From that point Macquarie Investments—Macquarie Bank—was wholly controlling Nardell. You cannot say that the decision on 20 December not to take the hedge was a decision for the Nardell board when Nardell had just entered a contractual arrangement with Macquarie not to make any expenditure decisions, including whether or not to take out the next instalment on the hedge, without going to Macquarie for approval. Here we have, contrary to Corporations Law and contrary to the ASIC Act, Macquarie not acting at arm's length from Nardell Holdings from 19 December but directly controlling Nardell and all it did. Therefore, who is responsible for the $10 million or so in debts to unsecured creditors? Not Nardell Holdings, which can hide behind the cloud of Corporations Law but, of course, Macquarie Bank, backed by $44 billion of net assets and having last week declared record profits.

I appeal to the Macquarie Bank to do the right thing. The amount of money it needs to find to pay out unsecured creditors is roughly equivalent to the remuneration of Allan Moss for one single year. Wouldn't it be a wonderful thing for Macquarie's PR to just do the right thing and pay up and admit it was wrong? I will be taking this a bit further if it does not. It has made an offer to the unsecured creditors first of 17c and then, when there was a public outcry, it went to 35c. When that was also rejected they decided they would embark on a divide and conquer strategy. They decided they would give all unsecured creditors who were owed between zero and $5,000 one hundred cents in the dollar, all those owed between $5,000 and, I think, $10,000 fifty cents in the dollar, and the others can go and get stuffed—they can cop their 35 cents. What did that mean? It meant they had a majority of unsecured creditors voting to take the offer. It was only about $1.6 million in value and there must be something near $10 million in debt to creditors in value terms sitting over here opposed to the deal. It was a divide and conquer technique to see whether they could get the majority of unsecured creditors to accept what I think is an unfair proposal—certainly it is unfair in the eyes of those who are owed more than $10,000.

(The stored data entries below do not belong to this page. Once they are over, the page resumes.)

PR #1621, opened 2018-07-16
[#142643] Rake task for new price polices in the current fiscal year

jhanggi:
# Release Notes

Add a rake task for copying the all service price policies from the previous fiscal year into the current fiscal year.

# Additional Context

UIC has a facility with 200+ services. They requested that all of the
price policies be extended to 06/30/2019 (the end of the next fiscal
year). Since price policies are not allowed to span fiscal years in
NUcore, this makes new copies with the requested dates.

### DIFF
--- a/lib/tasks/price_policies.rake
+++ b/lib/tasks/price_policies.rake
@@ -1,7 +1,7 @@
 namespace :price_policies do
 
   desc "Duplicate the newest price policies for a facility's services to the current fiscal year"
-  task :duplicate_to_current_fiscal_year, [:url_name] => :environment do |t, args|
+  task :duplicate_to_current_fiscal_year, [:url_name] => :environment do |_t, args|
     facility = Facility.find_by!(url_name: args[:url_name])
 
     facility.services.active.each do |service|
--- a/lib/tasks/price_policies.rake
+++ b/lib/tasks/price_policies.rake
@@ -1,0 +1,19 @@
+namespace :price_policies do
+
+  desc "Duplicate the newest price policies for a facility's services to the current fiscal year"
+  task :duplicate_to_current_fiscal_year, [:url_name] => :environment do |t, args|
+    facility = Facility.find_by!(url_name: args[:url_name])
+
+    facility.services.active.each do |service|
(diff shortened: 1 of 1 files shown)


lib/tasks/price_policies.rake
```diff
@@ -0,0 +1,19 @@
+namespace :price_policies do
+
+  desc "Duplicate the newest price policies for a facility's services to the current fiscal year"
+  task :duplicate_to_current_fiscal_year, [:url_name] => :environment do |_t, args|
+    facility = Facility.find_by!(url_name: args[:url_name])
+
+    facility.services.active.each do |service|
+      service.price_policies.newest.each do |price_policy|
+        next unless price_policy.expired? # Don't duplicate a current policy
```
vandrijevik: The comment should maybe be `Don't duplicate an expired policy` here? 😄 Or am I missing something?

lib/tasks/price_policies.rake
```diff
@@ -0,0 +1,19 @@
...
+
+        new_price_policy = price_policy.dup
+        new_price_policy.start_date = SettingsHelper.fiscal_year_beginning
+        new_price_policy.expire_date = SettingsHelper.fiscal_year_end
+        new_price_policy.save!
```
vandrijevik: Maybe we can refactor these three lines to a single:

```
new_price_policy.update!(start_date: SettingsHelper.fiscal_year_beginning, expire_date: SettingsHelper.fiscal_year_end)
```

If you prefer the current form though, feel free to keep it as-is!

lib/tasks/price_policies.rake
jhanggi: The particular use case here is we're copying expired price policies into the current fiscal year. If the current fiscal year already has price policies, we don't want to copy them.

This is a fairly specific case, but figured putting it in the open branch would save us 15 minutes if we need to do again.

vandrijevik: Yep yep, makes sense—my brain parsed that `unless expired` backwards 🤦‍♂️

PR #1626, opened 2018-07-20
Upgrade to Circle 2.0

jhanggi:
# Release Notes

Switch to Circle 2.0 for CI.

# Additional Context

One thing I'm not sure of is what's the best thing to do with teaspoon. It's pretty fast, but right now it's running on each of the containers.

I have a similar branch in UIC that I'm working on. NU will be a tricky one because of all the oracle stuff. One thing I would love to figure out (though I worry about the build times) would be to use the workflows to test both mysql and oracle against open. Maybe it's something we only do against `master`?


.circleci/config.yml
```diff
@@ -0,0 +1,77 @@
+version: 2
+jobs:
+  build:
+    parallelism: 4
```
pturley: Does this help you?

jhanggi: What do you mean? It increases the parallelism so should split the specs over 4 containers to finish much faster. This project has an advantage in that it can use open source containers so we're not quite as constrained as we are on our private projects (where I believe we usually use 2 as our parallelism).

pturley: Ahhh I just didn’t see the circle test glob bit. :+1:

spec/rails_helper.rb
```diff
@@ -6,13 +6,6 @@
 require File.expand_path("../../config/environment", __FILE__)
 require "rspec/rails"
 require "shoulda/matchers"
-#
-# Check for engine factories. If they exist and the engine is in use load it up
-Dir[File.expand_path("vendor/engines/*", Rails.root)].each do |engine|
```
pturley: How does this change relate?

jhanggi: So, this only seems to affect UIC so far (which is where I was doing most of the work and then pulled the relevant changes up into this open-source repo). I assume it has to do with load order, likely caused by the difference between ubuntu that 1.0 ran on and the OS the `ruby` docker image this runs on. I was getting this error:

```
FactoryBot::DuplicateDefinitionError:
  Factory already registered: uic/external_account
# ./spec/rails_helper.rb:14:in `block in <top (required)>'
# ./spec/rails_helper.rb:11:in `each'
# ./spec/rails_helper.rb:11:in `<top (required)>'
# ./spec/app_support/end_reservation_only_spec.rb:1:in `<top (required)>'
```

Basically, it seemed like the `uic` engine (which is in
This change combined with a change in the `uic` engine (in their fork) equivalent to https://github.com/tablexi/nucore-open/pull/1626/files#diff-3cbe2913baf8300fd721845776e24710R46) now, inside an initializer, adds the engines' factory paths to FactoryBot's lookup paths and lets it handle the `require`s. We already were doing this in most of our newer engines. Some of our older engines like `c2po` and `uic` (and there are probably some in NU's engines we'll need to deal with downstream) didn't have this initializer setup.

Yes, it does not seem directly related to the Circle upgrade, but it wasn't working without it. And the initializer-based method of loading factories seems much more reliable.

Here's the circle build with the problem (it had some other ones, too related to yaml parsing of aliases, e.g. `&defaults`): https://circleci.com/gh/tablexi/nucore-uic/854 (restricted access).

pturley: Huh, super interesting. Thanks for the explanation

jhanggi: Yeah, we do some kind of funky stuff with engines in this project, largely to keep school-specific functionality isolated and also for feature flagging (simply by removing the line from the Gemfile). We've definitely learned a lot over the years so there are some kind of hacky things still lying around from the older ones.

PR #1632, opened 2018-07-25
Fix SecureRooms migration

jhanggi:
# Release Notes

Tech task: Fix SecureRooms migration.

# Additional Context

The superclass of SecureRooms::CardReader in the migration needs to match the
superclass of the app class. We had originally run this migration on NU's stage
before the change to ApplicationRecord. Now that we're trying to deploy to production,
the migration is failing.


jhanggi:
Vlad and I paired on this, so he said we're good to go.

PR #1607, opened 2018-06-22
#8 Create product listing quick purchase links

ColinMcNeil:
# Release Notes

Created a quick link next to facility sub-products to add each product to the cart. This link skips multiple clicks that would otherwise be necessary.

# Screenshot

image

## Not logged in
image
When a user is not logged in, the add to cart will take them to login. Note this will redirect back to facility page after successful login.

## No payment source (admin)
image
If the user has no payment source, the link will become text that reflects this.

## No permission

If for some reason none of the above apply, such as if the user doesn't have permission for a specific facility, it will say "Cannot purchase"

PR #1635, opened 2018-07-26
Both quicklink

ColinMcNeil:
# Release Notes

Quick links for the facility page to purchase and view items. 

We previously submitted a Pull Request #1607, which introduced our purchase quicklink. Our final design has moved the hyperlink to view facility into its own button, which goes next to the purchase quick link. Here is our final quicklink design (localized as well!)

# Screenshot
image

# Additional Context

The behavior of the "Add to Cart" is the same as in #1607

### DIFF
--- a/app/controllers/facilities_controller.rb
+++ b/app/controllers/facilities_controller.rb
@@ -44,7 +44,6 @@ class FacilitiesController < ApplicationController
     @order_form = Order.new if acting_user && current_facility.accepts_multi_add?
     @active_tab = "home"
     set_column_class
-    set_quicklinks
     render layout: "application"
   end
 
@@ -255,8 +254,9 @@ class FacilitiesController < ApplicationController
     @columns = "columns" if SettingsHelper.feature_on?(:product_list_columns)
   end
 
-  def set_quicklinks
-    @quicklinks = SettingsHelper.feature_on?(:product_quicklinks)
+  def quicklinks?
+    SettingsHelper.feature_on?(:product_quicklinks)
   end
+  helper_method :quicklinks?
 
 end
--- a/app/controllers/facilities_controller.rb
+++ b/app/controllers/facilities_controller.rb
@@ -44,6 +44,7 @@ class FacilitiesController < ApplicationController
     @order_form = Order.new if acting_user && current_facility.accepts_multi_add?
     @active_tab = "home"
     set_column_class
+    set_quicklinks
     render layout: "application"
   end
 
@@ -252,6 +253,10 @@ class FacilitiesController < ApplicationController
   def set_column_class
     @columns = ""
     @columns = "columns" if SettingsHelper.feature_on?(:product_list_columns)
+  end
+
+  def set_quicklinks
+    @quicklinks = SettingsHelper.feature_on?(:product_quicklinks)
   end
 
 end
--- a/app/views/facilities/_product_list.html.haml
+++ b/app/views/facilities/_product_list.html.haml
@@ -11,7 +11,7 @@
       - indent_for_icon = products.any? { |p| p.respond_to? :reservations }
       - products.sort.each do |product|
         .product_listing
-          %li{ class: product.class.model_name.to_s.downcase }
+          %li{ class: product.class.model_name.to_s.downcase + '_title' }
             = product.name
             - if local_assigns[:f]
               = f.fields_for :order_details do |builder|
@@ -29,7 +29,7 @@
                   No payment source
               - else
                 Cannot purchase
-            .view_product
+            %li{class: [product.class.model_name.to_s.downcase, 'view_product']}
               = public_calendar_link(product, indent: indent_for_icon)
               = link_to 'View' + (product.is_hidden? ? ' (hidden)' : ''), facility_product_path(current_facility || product.facility, product)
               - if acting_user.present? && !product.can_be_used_by?(acting_user)
--- a/app/views/facilities/_product_list.html.haml
+++ b/app/views/facilities/_product_list.html.haml
@@ -10,17 +10,29 @@
     %ul
       - indent_for_icon = products.any? { |p| p.respond_to? :reservations }
       - products.sort.each do |product|
-        %li{ class: product.class.model_name.to_s.downcase }
-          - if local_assigns[:f]
-            = f.fields_for :order_details do |builder|
-              - if session_user.can_override_restrictions?(product) || product.can_be_used_by?(acting_user)
-                = builder.text_field :quantity, value: 0, class: "product_quantity", index: nil
-                = builder.hidden_field :product_id, value: product.id, index: nil
-          = public_calendar_link(product, indent: indent_for_icon)
-          = link_to product.name + (product.is_hidden? ? ' (hidden)' : ''), facility_product_path(current_facility || product.facility, product)
-          - if acting_user.present? && !product.can_be_used_by?(acting_user)
-            %i.fa.fa-lock
-            = " (#{product.class.human_attribute_name(:requires_approval_show)})"
+        .product_listing
+          %li{ class: product.class.model_name.to_s.downcase }
+            - if local_assigns[:f]
+              = f.fields_for :order_details do |builder|
+                - if session_user.can_override_restrictions?(product) || product.can_be_used_by?(acting_user)
+                  = builder.text_field :quantity, value: 0, class: "product_quantity", index: nil
+                  = builder.hidden_field :product_id, value: product.id, index: nil
+                  
+            = public_calendar_link(product, indent: indent_for_icon)
+            = link_to product.name + (product.is_hidden? ? ' (hidden)' : ''), facility_product_path(current_facility || product.facility, product)
+            - if acting_user.present? && !product.can_be_used_by?(acting_user)
+              %i.fa.fa-lock
+              = " (#{product.class.human_attribute_name(:requires_approval_show)})"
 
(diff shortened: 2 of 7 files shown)


ColinMcNeil:
In case you were wondering about circleci failing, there are 0 failures and all the tests passed. It was simply a malformed xml file for the test results.

image

jhanggi:
I'll try to look at this later today. We've been seeing that error since we switched to circle 2.0. PhantomJS (a javascript/headless browser which we use for tests) is crashing while running javascript/teaspoon/jasmine tests. If you rebuild in CI likely it'll go away. It's happening frequently enough that we are planning to look into it.

ColinMcNeil:
Neither @robstolarz nor I have write access needed to rebuild :/

app/controllers/facilities_controller.rb
```diff
@@ -254,4 +255,8 @@ def set_column_class
     @columns = "columns" if SettingsHelper.feature_on?(:product_list_columns)
   end
 
+  def set_quicklinks
```
jhanggi: If you don't want to inline the `feature_on?` in the view, I think the view would read cleaner if this were:
```ruby
def quicklinks?
  SettingsHelper.feature_on?(:product_quicklinks)
end
helper_method :quicklinks?
```

Then you can do `if quicklinks?` inside the view.

app/views/facilities/_product_list.html.haml
```diff
@@ -10,17 +10,16 @@
...
-                = builder.hidden_field :product_id, value: product.id, index: nil
-          = public_calendar_link(product, indent: indent_for_icon)
-          = link_to product.name + (product.is_hidden? ? ' (hidden)' : ''), facility_product_path(current_facility || product.facility, product)
-          - if acting_user.present? && !product.can_be_used_by?(acting_user)
-            %i.fa.fa-lock
-            = " (#{product.class.human_attribute_name(:requires_approval_show)})"
-
-          - if product.offline?
-            = tooltip_icon "fa fa-exclamation-triangle icon-large", t("instruments.offline.note")
+        .product_listing
```
jhanggi: Is this additional class necessary?

app/views/facilities/_quicklinks.html.haml
```diff
@@ -0,0 +1,21 @@
...
+  .add_to_cart
+    - if not session_user
+      = link_to "#{t("admin.shared.add_to",model:t("pages.cart"))} (#{t("pages.login")})", new_user_session_path
+    - elsif session_user.can_override_restrictions?(product) || product.can_be_used_by?(acting_user)
+      - if not session_user.accounts.empty?
+        = link_to t("admin.shared.add_to",model:t("pages.cart")), add_order_path(acting_user.cart(session_user), order: {order_details: [{product_id: product.id, quantity: 1}] }), method: :put
+      - else
+        = t("facility_accounts.account_table.notice")
+    - else
+      = t("facility_account_orders.cannot_purchase")
```
jhanggi: I would recommend putting the translation at `views.facilities.quicklinks` and then you should be able to access it with `text("quicklinks")` because the scope will be inferred from the partial's filename.

app/views/facilities/_quicklinks.html.haml
```diff
@@ -0,0 +1,21 @@
+.quick_links 
+  .add_to_cart
+    - if not session_user
+      = link_to "#{t("admin.shared.add_to",model:t("pages.cart"))} (#{t("pages.login")})", new_user_session_path
+    - elsif session_user.can_override_restrictions?(product) || product.can_be_used_by?(acting_user)
+      - if not session_user.accounts.empty?
```
jhanggi: In general, we prefer not to double negative (counting `empty?` as a negative). So this I would probably do as `if session_user.accounts.any?`. If you really want to use `empty?`, then I would do `unless session_user.accounts.empty?`

app/views/facilities/_quicklinks.html.haml
jhanggi: What would you think of wrapping this in a in a `.label.label-important` class. (http://getbootstrap.com/2.3.2/components.html#labels-badges)

app/views/facilities/_quicklinks.html.haml
```diff
@@ -0,0 +1,21 @@
...
+  %li{class: [product.class.model_name.to_s.downcase, 'view_product']}
+    = public_calendar_link(product, indent: indent_for_icon)
+    = link_to 'View' + (product.is_hidden? ? ' (hidden)' : ''), facility_product_path(current_facility || product.facility, product), :id => product.name
+    - if acting_user.present? && !product.can_be_used_by?(acting_user)
+      %i.fa.fa-lock
+      = " (#{product.class.human_attribute_name(:requires_approval_show)})"
+
+      - if product.offline?
+        = tooltip_icon "fa fa-exclamation-triangle icon-large", t("instruments.offline.note")
+
```
jhanggi: Can you enable your text editor to automatically add a blank newline to the end of files? In sublime the setting is `"ensure_newline_at_eof_on_save": true`,

app/views/facilities/_product_list.html.haml
```diff
@@ -10,17 +10,16 @@
...
+          %li{ class: product.class.model_name.to_s.downcase + '_title' }
```
jhanggi: This logic was already pretty gnarly, so adding more to it is going to make it even more complex. What would you think of extracting the default behavior out of this file. So we end up with something like this:
```
- products.sort.each do |product|
  - if quicklinks?
    = render "quicklinks", product: product
  - else
    = render "default", product: product
```
That would also allow easier side-by-side comparison of the two views if we can't get them DRYed up.

app/views/facilities/_quicklinks.html.haml
```diff
@@ -0,0 +1,21 @@
...
+    - else
+      = t("facility_account_orders.cannot_purchase")
+  %li{class: [product.class.model_name.to_s.downcase, 'view_product']}
+    = public_calendar_link(product, indent: indent_for_icon)
+    = link_to 'View' + (product.is_hidden? ? ' (hidden)' : ''), facility_product_path(current_facility || product.facility, product), :id => product.name
+    - if acting_user.present? && !product.can_be_used_by?(acting_user)
+      %i.fa.fa-lock
+      = " (#{product.class.human_attribute_name(:requires_approval_show)})"
+
+      - if product.offline?
```
jhanggi: Not sure why, but this isn't rendering for me.

ColinMcNeil: How can we replicate it? I'm using the existing logic, but we don't have a locked facility to test with. If we could set it up the same way we can fix it.

jhanggi: You can mark an instrument offline by going into the products tab from manage facilities, choose an instrument. You should be taken to the "Reservations". One of the buttons should be "Mark Instrument Offline". Put in a note and a category and the instrument will be considered offline. This feature is meant for unplanned maintenance and issues.

Once you've marked it offline, on the product listing on the "use" side, you should see a red triangle with an exclamation mark.

ColinMcNeil:
These should be most of the changes. Thank you for the logic suggestions, it definitely is a big improvement.

app/views/facilities/_product_list.html.haml
```diff
@@ -10,17 +10,15 @@
...
-          = link_to product.name + (product.is_hidden? ? ' (hidden)' : ''), facility_product_path(current_facility || product.facility, product)
-          - if acting_user.present? && !product.can_be_used_by?(acting_user)
-            %i.fa.fa-lock
-            = " (#{product.class.human_attribute_name(:requires_approval_show)})"
-
-          - if product.offline?
-            = tooltip_icon "fa fa-exclamation-triangle icon-large", t("instruments.offline.note")
+        - if quicklinks?
+          %li{ class: product.class.model_name.to_s.downcase + '_title' }
+          = render :partial => "facilities/quicklinks", locals: {product: product, indent_for_icon: indent_for_icon}
```
jhanggi: You can also write this as `render "facilities/quicklinks", product: product, indent_for_icon: indent_for_icon`. I don't feel too strongly about that vs the with keys, but if you do leave it this way, can we do `partial: ` for the hash syntax and add spaces inside the `locals` hash: `= render partial: "facilities/quicklinks", locals: { product: product, indent_for_icon: indent_for_icon} `

app/views/facilities/_product_list.html.haml
```diff
@@ -10,17 +10,15 @@
...
+        - else
```
jhanggi: I think some of the original code got lost here. The `else` part of this should be the original code, correct? We've definitely lost all of the icons, and the order form input is now to the right of the name where previously it was to the left.

app/views/facilities/_quicklinks.html.haml
jhanggi: Looks like the indentation is wrong. This is nested in the `- if acting_user.present? && !product.can_be_used_by?(acting_user)`. It should be a separate piece of logic.

app/views/facilities/_quicklinks.html.haml
```diff
@@ -0,0 +1,20 @@
+.quick_links 
+  .add_to_cart
```
jhanggi: Looks like the product name got lost.

screen shot 2018-07-30 at 11 50 21 am

This is also happening on the recent products view on the homepage.

ColinMcNeil:
Dan has made the call that this is not a priority for us atm.

PR #6292, opened 2026-06-22
[NU-444] Notify on admin hold removal and wrap up

joaquinco:
# Notes

- Call slot available notifier on: admin hold removal, batch order update
- Allow access to Facility Operators and facility users with product management
- Run slot available notification in a job

Part of [NU-444 | An automatic email that would notify user of canceled reservations](https://universe-of-universities.atlassian.net/browse/NU-444)

### DIFF
--- a/app/services/product_notifications/slot_available_service.rb
+++ b/app/services/product_notifications/slot_available_service.rb
@@ -27,7 +27,7 @@ module ProductNotifications
     end
 
     def notify!
-      return unless should_notfy?
+      return unless should_notify?
 
       product_notifications.find_each do |product_notification|
         users =
@@ -48,7 +48,7 @@ module ProductNotifications
 
     private
 
-    def should_notfy?
+    def should_notify?
       [
         SettingsHelper.feature_on?("notifications.facility_product_notifications"),
         start_time&.future?,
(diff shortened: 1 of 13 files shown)


app/services/product_notifications/slot_available_service.rb
```diff
@@ -11,7 +11,7 @@ def self.from_reservation(reservation)
         reservation.order_detail.product,
         reservation.reserve_start_at,
         reservation.reserve_end_at,
-        exclude_user: reservation.order_detail.user,
+        exclude_user: reservation&.order_detail&.user,
```
LeticiaErrandonea: I think line 11 will fail whenever this line was going to fail. Also, reservation already belongs to a product. Can we just call it instead of going through the order detail?

joaquinco: makes sense

LeticiaErrandonea (approved):
LGTM, thanks for the changes!

app/services/product_notifications/slot_available_service.rb
```diff
@@ -22,22 +22,44 @@ def initialize(product, start_time, end_time, exclude_user: nil)
...
-            subject: product_notification.email_subject,
+            subject: product_notification.email_subject.presence,
           ).deliver_later
         end
       end
     end
 
     private
 
+    def should_notfy?
```
diebas: *should_notfiy?

diebas (approved):
looks goood, just a nit comment

PR #6296, opened 2026-06-23
[OSU-229] Fix stepped billing external subsidies

joaquinco:
# Notes

Fix stepped billing with external subsidies using base internal rate for base external prices.
The issue was that stepped billing add up to three new rates for each price group to have in total four steps. The first rate is stored on the price group and the rest in the DurationRate model. The js that copied base rates to subsidies rates was working for the first step (rate stored in price group) but not for the others, it was taking the base rate to be the master internal. See screenshot for reference.

The rates per minute shown below the inputs fields are still incorrect. This is will be address later.

[OSU-229 | Stepped billing with external subsidies error](https://universe-of-universities.atlassian.net/browse/OSU-229)

## Screenshot

External subsidy for step 1 should be 16 - 10, but it ends up being 10 - 10.

Captura desde 2026-06-24 10-17-35

Captura desde 2026-06-24 10-10-43

### DIFF
--- a/app/javascript/price_policy.js
+++ b/app/javascript/price_policy.js
@@ -111,20 +111,25 @@ $(document).ready(function() {
     }
   });
 
+  // Duration rates
+
   $(".js--baseRate").each(function (_index, element) {
-    setRateForSubsidyPrieGroups(element);
+    setRateForSubsidyPriceGroups(element);
   });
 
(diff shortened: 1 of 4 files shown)


diebas (approved):

LeticiaErrandonea (approved):
LGTM!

This is a disgrace. In my questions today I again appealed to the Treasurer to act under section 14 of the ASIC Act. He has the power, where there is an allegation of fraud and it is in the public interest, to direct ASIC to investigate Macquarie Bank and its relationships with Nardell Holdings. This is not just about Nardell; this is part of a pattern by Macquarie Bank, who will steamroll anyone to make a quid. We have seen them now entering the sphere of local government, where they think people are a little gullible and there is an easy take. We have seen that in the Oasis development in Liverpool. We have seen the case between Bell and Berg and Macquarie Bank in the Industrial Relations Commission—an unfair dismissals dispute where Macquarie stole the intellectual property of Mike Bell and his partner. We have seen the case of Brian Locke, which is again a case of theft of intellectual property. This is an organisation with a bad culture of corruption and bullying, and it is about time the Treasurer moved to pull Macquarie into line and used his powers under the ASIC Act to help unsecured creditors and get some justice for all those in the Hunter Valley and, indeed, for all those around this country who have been burned by Macquarie Bank and who are now regularly ringing me to share their story.